Here is a real idiot’s guide to predictive analytics:
- Get the relevant data.
- Let the predictive analytics algorithms loose on the data.
- Find the best patterns.
- Apply them to new data to predict outcomes – who might be a bad loan risk, which customers will respond to an offer etc.
Suppliers may talk in these terms because it is in their interest to make it sound easy and without risk – the opposite is true. There are many reasons why your predictive models might end up being more of a liability than an asset, but I’ll focus on just one – curve fitting, which is also known by several other names. An example will clarify. Imagine tossing a coin ten times, recording the outcome as H – head and T – tails. Lets say the outcome is H H T T H H T H H T.

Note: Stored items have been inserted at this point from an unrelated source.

PR #688, opened 2019-11-05
GG-24762

zstan:


modules/core/src/main/java/org/apache/ignite/internal/processors/cache/distributed/dht/GridDhtTxFinishFuture.java
```diff
@@ -485,6 +486,9 @@ private boolean finish(boolean commit,
             req.writeVersion(tx.writeVersion() != null ? tx.writeVersion() : tx.xidVersion());
 
             try {
+                if (isNull(cctx.discovery().node(n.id())))
+                    throw new ClusterTopologyCheckedException("Unable to send message (node left topology): " + n);
```
zstan: i hope no need to throw exception here, "fut.onNodeLeft" would be enough.

modules/core/src/test/java/org/apache/ignite/internal/processors/cache/local/GridCacheLocalRollbackSelfTest.java
```diff
@@ -0,0 +1,385 @@
...
+ *
+ * Unless required by applicable law or agreed to in writing, software
+ * distributed under the License is distributed on an "AS IS" BASIS,
+ * WITHOUT WARRANTIES OR CONDITIONS OF ANY KIND, either express or implied.
+ * See the License for the specific language governing permissions and
+ * limitations under the License.
+ */
+
+/*
+ * Copyright 2019 GridGain Systems, Inc. and Contributors.
```
zstan: too more licenses.

modules/core/src/test/java/org/apache/ignite/internal/processors/cache/local/GridCacheLocalRollbackSelfTest.java
```diff
@@ -0,0 +1,385 @@
...
+
+/**
+ * Class for testing rollback transaction with local cache.
+ */
+public class GridCacheLocalRollbackSelfTest extends GridCommonAbstractTest {
+    /** Logger for listen log messages. */
+    private static ListeningTestLogger listeningLog;
+
+    /** Number of nodes. */
+    private static final int NODES = 4;
```
zstan: static final - need to be in first enumeration priority.

modules/core/src/test/java/org/apache/ignite/internal/processors/cache/local/GridCacheLocalRollbackSelfTest.java
```diff
@@ -0,0 +1,385 @@
...
+        super.beforeTestsStarted();
+
+        listeningLog = new ListeningTestLogger(false, GridAbstractTest.log);
+    }
+
+    /** {@inheritDoc} */
+    @Override protected void beforeTest() throws Exception {
+        super.beforeTest();
+
+        setFieldValue(GridDhtTxFinishFuture.class, "log", null);
```
zstan: plz add some comments here, why u need all this.

modules/core/src/test/java/org/apache/ignite/internal/processors/cache/local/GridCacheLocalRollbackSelfTest.java
```diff
@@ -0,0 +1,385 @@
...
+            grid(nodes),
+            cacheName,
+            range(txCnt / 2, txCnt).mapToObj(keys::get).collect(toList())
+        );
+
+        int stoppedNodeId = 2;
+
+        stopGrid(stoppedNodeId);
+
+        LogListener logLsnr = new LogListener();
```
zstan: do u really can`t use default LogListener with matches(...).andMatches syntax ?

modules/core/src/main/java/org/apache/ignite/internal/processors/cache/distributed/dht/GridDhtTxFinishFuture.java
tkalkirill: I think it's worth logging the problem.

tkalkirill: You're right, corrected.

modules/core/src/main/java/org/apache/ignite/internal/processors/cache/distributed/dht/GridDhtTxFinishFuture.java
```diff
@@ -485,6 +486,12 @@ private boolean finish(boolean commit,
             req.writeVersion(tx.writeVersion() != null ? tx.writeVersion() : tx.xidVersion());
 
             try {
+                if (isNull(cctx.discovery().node(n.id()))){
+                    log.error("Unable to send message (node left topology): " + n);
+
+                    fut.onNodeLeft();
```
sanpwc: Seems that it's not equivalent to the logic that was used earlier:
1. Originally as part of `GridCacheIoManager.send()`  we've called `onSend()` that contains following code:
```
        if (!onSend(msg, node.id()))
            return;
```
and 
```
        if (msg.error() != null && cctx.kernalContext().isStopping())
            return false;
```
so, originally we might successfully finish future even if there's no expected node in the map (if cluster is stopping), now  we will call fut.onNodeLeft();

Besides that, we don't call `cctx.deploy().prepare((GridCacheDeployable)msg);`. Not sure whether it's important or not.

sanpwc: Similar is about tracing `org.apache.ignite.internal.managers.communication.GridIoManager#send` - we won't trace message if there's no node in the map, originally we did.

Same is about checking communication listener. Originally we threw IgniteCheckedException and while catching it within 
```
 catch (IgniteCheckedException e) {
                if (!cctx.discovery().alive(node.id()) || !cctx.discovery().pingNode(node.id()))
                    throw new ClusterTopologyCheckedException("Node left grid while sending message to: " + node.id(), e);
```
we only threw ClusterTopologyCheckedException if node wasn't alive from spi point of view (or ping failure) and not discoCache one:
```
    @Nullable public ClusterNode getAlive(UUID nodeId) {
        assert nodeId != null;

        return getSpi().getNode(nodeId); // Go directly to SPI without checking disco cache.
    }
```
otherwise we've made another attempt of sending message.

sanpwc: I believe that there might be other similar issues.

modules/core/src/main/java/org/apache/ignite/internal/processors/cache/distributed/dht/GridDhtTxFinishFuture.java
```diff
@@ -500,8 +507,11 @@ private boolean finish(boolean commit,
             }
             catch (IgniteCheckedException e) {
                 // Fail the whole thing.
-                if (e instanceof ClusterTopologyCheckedException)
+                if (e instanceof ClusterTopologyCheckedException) {
+                    log.error("Error sending message to remote node [node=" + n + ']', e);
```
sanpwc: We don't log (at least not in all cases) ClusterTopologyCheckedException. Why you've decided to all logging here?
See throwing IgniteCheckedException from within `org.apache.ignite.internal.managers.communication.GridIoManager#send` for an example of not logging ClusterTopologyCheckedException.

modules/core/src/main/java/org/apache/ignite/internal/processors/cache/distributed/dht/GridDhtTxFinishFuture.java
```diff
@@ -485,6 +486,12 @@ private boolean finish(boolean commit,
             req.writeVersion(tx.writeVersion() != null ? tx.writeVersion() : tx.xidVersion());
 
             try {
+                if (isNull(cctx.discovery().node(n.id()))){
+                    log.error("Unable to send message (node left topology): " + n);
```
sanpwc: We don't log (at least not in all cases) ClusterTopologyCheckedException. Why you've decided to all logging here?

modules/core/src/main/java/org/apache/ignite/internal/processors/cache/distributed/dht/GridDhtTxFinishFuture.java
```diff
@@ -485,6 +486,12 @@ private boolean finish(boolean commit,
             req.writeVersion(tx.writeVersion() != null ? tx.writeVersion() : tx.xidVersion());
 
             try {
+                if (isNull(cctx.discovery().node(n.id()))){
```
sanpwc: Seems that it's not valid. If we will use some other implementation of CommunicationSPI instead of default one we might override node() method of IgniteSpiContext that won't use `ctx.discovery().node(nodeId)`.

modules/core/src/main/java/org/apache/ignite/internal/processors/cache/distributed/dht/GridDhtTxFinishFuture.java
tkalkirill: I’ll clean up this mistake.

Now any pattern detection software worth its salt will proudly deliver the following pattern – that after 2 heads a tail follows. But wait a minute. If you are willing to wager that this will happen in the future then ruin will almost certainly be the outcome. Each flip of the coin is a random independent event. We all know this.
Now scale the whole thing up to billions of records in a database with possibly hundreds of attributes (Name, Phone, Age, Salary, Zip etc). Is it possible that random patterns appear in the data to mislead us – yes absolutely. Now the people who conduct the analysis generally know about these things, and so they will reserve part of the data set to test a pattern. In fact they may use something called k-fold cross validation where the reserved section of data is varied across multiple attempts to build a model. But look at our sequence of heads and tails. If we had reserved the last three flips to test our hypothesis then we would still have come to the conclusion that it is true. These random patterns, which data mining algorithms will happily throw out as candidate predictive models, are just ghosts in your data.
The whole issue of whether a pattern is valid or not is actually extremely complicated, and well beyond the understanding of many who practice in this field. The more frequently a data set is interrogated for patterns the more likely we are to find them, and the more likely they are to be erroneous – it’s called data mining bias among other things. Big data with thousands of attributes attracts problems of its own, and despite the popular view that billions of records can’t tell lies, in reality they tell a whole new genre of lies.
Fortunately there is a sanity check on all of this. Domain experts will know whether a pattern makes sense. If it doesn’t then it may just be that it is newly discovered knowledge, but with a domain expert at hand we can be suspicious until the suspicions are negated. Just another example of how truly stupid computers are.